Of these, the medinī and pātāla do not appear to have been described in considerable detail in other well-known texts. The dolā, bhūdhara, vidyādhara, and vālukā are among the commonly used apparatus mentioned in rasaśāstra texts. Regarding the puṭas, which involve prolonged heating to reduce a substance into a fine, palpable, and efficacious powder of a specific particle size, the Rasārṇavakalpa mentions only three: the gajapuṭa, gajendrapuṭa, and kharparapuṭa. The latter may correspond to the bhāṇḍapuṭa described in the Rasaratnasamuccaya, as both kharpara and bhāṇḍa denote the same thing—an earthen vessel.
Alongside the apparatus, the Rasārṇavakalpa provides experimental details in an elaborate way. These include rubbing (mardana) in a khalva (mortar), roasting (dhamana, puṭapāka), heating (tāpana), steaming (svedana), digestion (pācana), calcination (jāraṇa), and filtration (gālana). In particular, more processing details are given regarding the treatment of mercury and the purification of a few other metals and minerals. In this respect, the Rasārṇavakalpa aligns with other standard works on rasaśāstra.
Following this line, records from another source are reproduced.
PR #95, opened 2016-02-14
Extract flatten and merge into own method

xuorig:
Extracted the flattening and merging of selections into it's own method, used by both `result` and `flatten_fragment` methods. Also changed a few style things, let me know if you disagree with them :)

### DIFF
--- a/lib/graphql/query/serial_execution/selection_resolution.rb
+++ b/lib/graphql/query/serial_execution/selection_resolution.rb
@@ -13,21 +13,10 @@ module GraphQL
         end
 
         def result
-          # In a first pass, we flatten the selection by merging in fields from
-          # any fragments - this prevents us from resolving the same fields
-          # more than one time in cases where fragments repeat fields.
-          # Then, In a second pass, we resolve the flattened set of fields
-          selections
-            .reduce({}){|memo, ast_node|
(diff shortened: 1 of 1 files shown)


rmosolgo:
:+1: Nice find! I didn't realize those were the same. Thanks!

lib/graphql/query/serial_execution/selection_resolution.rb
```diff
@@ -87,26 +66,29 @@ def fragment_type_can_apply?(ast_fragment)
...
-              name: field2.name,
-              alias: field2.alias,
-              arguments: field2.arguments,
-              directives: field2.directives,
-              selections: field1.selections + field2.selections
-            )
-          else
-            field2
-          end
+          return field2 unless field_type.kind.fields?
```
rmosolgo: Style-wise, I shy away from early return when it separates the structure of code from the meaning. Like, the meaning of this method is, "if there are fields to merge, we should merge them." So prefer code that matches that phrasing. 

(Of course, maybe someone else thinks of this method as, "unless there are fields to merge, return one of the fields".)

But they're both valid and IMO, as long as it's well-tested & split into meaningful units of code, I'd rather not delay progress to bicker about style!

Although the Rasārṇavakalpa places a prominent position on the use of medicinally beneficial plants, it simultaneously emphasizes the use of metallic preparations, minerals, and allied natural products. However, the text does not contain a systematic classification of these substances as found in texts like the Rasārṇava or Rasaratnasamuccaya. Attempts at classifying chemical substances seem to be a later development, involving categories like mahārasas, uparasas, sādhāraṇarasas, dhātus (metals), precious stones, and poisons. Even the knowledge of the preparation and purification of metallic compounds is found in a more advanced stage in those texts than in the Rasārṇavakalpa. Nevertheless, their uses, as mentioned in the Rasārṇavakalpa, are similar to those in the advanced texts.
Of the chemical substances described in the Rasārṇavakalpa, the following deserve special mention: abhra or gagana (mica), gandhaka or gandhapāṣāṇa (sulphur), hiṅgula or darada (cinnabar), kānta (loadstone), mākṣika (gold-pyrites), narasāra (sal-ammoniac), nāga (lead), rasa, sūta, pārada, liṅga (mercury), rasaka (calamine), śilā, kunāṭī or manaḥśilā (realgar), śulva (copper), tālaka (orpiment), ṭaṅkaṇa (borax), tāpya (iron-pyrites), and tuttha (copper sulphate). The nomenclature here is similar to that found in later texts.
a. In the dolāyantra, the substance is tied in cloth and suspended by a rod placed across a pot half-filled with the desired liquid.
b. The bhūdharayantra is a simple closed crucible containing chemical substances, kept inside a mass of sand and heated from the outside by burning cow-dung cakes.
c. In the vidyādharayantra, two pots are placed one above the other. The upper one contains cold water, and the lower one, containing cinnabar, is heated to obtain mercury.
d. The vālukāyantra is a sand bath used for heating substances uniformly over an unusually long time.